INSTRUCTIONS FOR THE TASK | Pull every line that holds the word "mergeYupYdown" from the entries.

MATERIAL SUPPLIED |
_____
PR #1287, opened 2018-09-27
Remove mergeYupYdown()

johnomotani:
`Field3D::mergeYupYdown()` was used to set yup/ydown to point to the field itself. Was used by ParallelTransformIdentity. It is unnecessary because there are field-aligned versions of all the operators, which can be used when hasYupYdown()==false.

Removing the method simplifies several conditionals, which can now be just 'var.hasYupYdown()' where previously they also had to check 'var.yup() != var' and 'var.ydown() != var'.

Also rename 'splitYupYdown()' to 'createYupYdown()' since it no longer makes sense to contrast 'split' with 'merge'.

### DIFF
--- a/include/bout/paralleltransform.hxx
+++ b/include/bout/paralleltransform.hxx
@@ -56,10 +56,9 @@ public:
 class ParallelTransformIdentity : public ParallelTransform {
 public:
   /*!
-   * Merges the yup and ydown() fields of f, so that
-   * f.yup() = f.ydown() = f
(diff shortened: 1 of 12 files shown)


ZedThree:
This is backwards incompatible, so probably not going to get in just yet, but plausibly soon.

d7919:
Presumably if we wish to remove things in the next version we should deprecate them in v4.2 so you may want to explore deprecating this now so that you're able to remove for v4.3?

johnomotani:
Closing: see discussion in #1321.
_____
RESULT |
Remove mergeYupYdown()
`Field3D::mergeYupYdown()` was used to set yup/ydown to point to the field itself. Was used by ParallelTransformIdentity. It is unnecessary because there are field-aligned versions of all the operators, which can be used when hasYupYdown()==false.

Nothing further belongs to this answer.